Now this is where Seema jogging around the park and the distance covered comes into play.

We can make the perimeter equal to 4 km/2 because this is the perimeter of the park (since Seema ran around it twice, we divide by 2 to make it like she only ran around it once).

Make our expression for the perimeter equal to the actual perimeter.

8p = 2 (4/2)

Divide both sides of the equation by 8 to isolate and solve for p, the length of the park.

p = 2/8; simplified it becomes p = 1/4.

Substitute x into the expression representing the length: 3p.

3(1/4) = 3/4 or 0.75; this is the length of the park.

Answer 2

$\textbf{\underline{\underline{Answer :-}}}$

The Length of the Rectangle is 0.75 km and Breadth is 0.25 km.

$\textbf{\underline{\underline{Explanation :-}}}$

Given :

Length of the Rectangle = Thrice its breadth.
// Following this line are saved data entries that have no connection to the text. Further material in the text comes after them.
PR #2521, opened 2022-01-30
Added optional use_column_names instead of field names in model_to_dict

deduble:
I am using this in model_to_dict in jobs because it makes the created python object keys consistent with the database column names when communicating through web apps. Despite column names are not case sensitive when querying, language mediums are, so it goes hand in hand with pwiz db_model.py tool. I didn't know what to do with backrefs though, hence left those lines.


coleifer:
I'll pass on this, thanks.

PR #2576, opened 2022-06-07
Correct Model.select retreiving method in docs

sofienekhiari:
I believe there's a mistake in here :)


coleifer:
Wrong. It's correct.

PR #2597, opened 2022-07-21
Modify the incorrect description of the document

sunmd01:


coleifer:
I'll see about rewording this later. The docs are trying to show what the available options are, and their default values.

PR #2611, opened 2022-08-26
Add `SelectBase.scalars()`

ilyakamens:
Mr. Leifer, thanks for creating and maintaining such a great library. We've used peewee at Propel since 2015.

This PR adds `SelectBase.scalars()`, which is something we've wanted for a while. `scalar()` is very convenient, and we thought something similar for multiple values would be too. I've proposed `scalars()` as the name, but would be happy to settle on something else if you prefer.

Thanks for considering.

### DIFF
--- a/peewee.py
+++ b/peewee.py
@@ -2212,6 +2212,10 @@ class SelectBase(_HashableSource, Source, SelectQuery):
         return row[0] if row and not as_tuple else row
 
     @database_required
+    def scalars(self, database):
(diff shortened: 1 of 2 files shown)


coleifer:
There are a few issues with your patch - it consumes the entire cursor in one go and returns a list, when it would probably be better suited to use a generator. Similarly, it is not carrying through the `database` parameter. I will implement a similar patch and merge it.

ilyakamens:
Thank you!

Issue #2631, opened 2022-10-18
Support LIMIT with prefetch and MySQL


nomme:
Hi

The premise is simple. It would be pretty sweet if peewee's `prefetch` supports `LIMIT` when using MySQL. I want to add support for it by introducing a switch on `prefetch` that subqueries using `INNER JOIN` instead of `IN`.

Background:
In a project using peewee and MySQL we often encounter the following limitation when using `prefetch`.
```
This version of MySQL doesn't yet support 'LIMIT & IN/ALL/ANY/SOME subquery'
```

This can be seen reported multiple times across the internet, which you also address all those times. [There are ways around it](https://github.com/coleifer/peewee/pull/381#issuecomment-47823210) but native support would feel much better, and would also require one less query and avoid giant `IN` lists with large limit values.

I'll submit a PR in a moment to show what I have in mind.

coleifer:
Merged your PR here: af3f34f10555a22003726dca90fb2d577617656a

nomme:
Awesome, thank you!

PR #2632, opened 2022-10-18
Support IN and INNER JOIN subqueries on prefetch

nomme:
This PR intends to solve #2631 

It adds a parameter to `prefetch` that allows the user to choose the type of subquery performed. Using `INNER JOIN` is desirable when combining `LIMIT` with MySQL as the current implementation is not compatible.

Usage example 
```python
from peewee import PREFETCH_TYPE

people = Person.select().order_by(Person.name)
query = people.prefetch(Note, NoteItem, prefetch_type=PREFETCH_TYPE.JOIN)
```

The current behavior should remain the same as `prefetch_type` default to using the current implementation. I suggest whitespace changes are ignored when diffing `prefetch_tests.py`.

It goes without saying, but any feedback is welcome.

### DIFF
--- a/docs/peewee/api.rst
+++ b/docs/peewee/api.rst
@@ -4784,13 +4784,19 @@ Model
 
         Use Django-style filters to express a WHERE clause.
 
-    .. py:method:: prefetch(*subqueries)
+    .. py:method:: prefetch(*subqueries[, prefetch_type=PREFETCH_TYPE.WHERE])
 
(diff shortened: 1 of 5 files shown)


coleifer:
Nice patch, thank you. I've rebased your commits into a single commit af3f34f10555a22003726dca90fb2d577617656a and amended it to respect the line-length limit, but otherwise your changes are all merged.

Seema jogged around = 2 times

Covered distance of = 4 km

To find :

The Length of Rectangle

Solution :

As she takes a round along the boundary 2 times, the distance covered will be the twice of the the Perimeter by her.

$\rule{300}{1.5}$

Divide 4 by 2 to get the Perimeter :

$\tt{\implies} \: 4 \div 2$

$\tt{\implies} \: 2$

2 km is the Perimeter of the Rectangle

$\rule{300}{1.5}$

As we got the Perimeter, we can now find the dimensions of the Rectangle.

Consider Breadth as x

Length = 3x

★ $\boxed{\sf{Perimeter = 2(Length+Breadth)}}$

$\tt{\implies} \: 2(3x + x) = 2$

$\tt{\implies} \: 6x + 2x = 2$

$\tt{\implies} \: 8x = 2$

$\tt{\implies} \: x = \dfrac{2}{8}$

$\tt{\implies} \: x = 0.25$

$\rule{300}{1.5}$

Value of 3x

$\tt{\implies} \:3 \times 0.25$

$\tt{\implies} \: 0.75$

$\therefore$ The Length of the Rectangle is 0.75 km and Breadth is 0.25 km

$\rule{300}{1.5}$

$\textbf{\underline{\underline{Verification :-}}}$

$\tt{\implies} \: 2(0.75 + 0.25) = 2$

$\tt{\implies} \: 1.5 + 0.5 = 2$

$\tt{\implies} \: 2 = 2$

$\therefore$ The Length of the Rectangle is 0.75 km and Breadth is 0.25 km.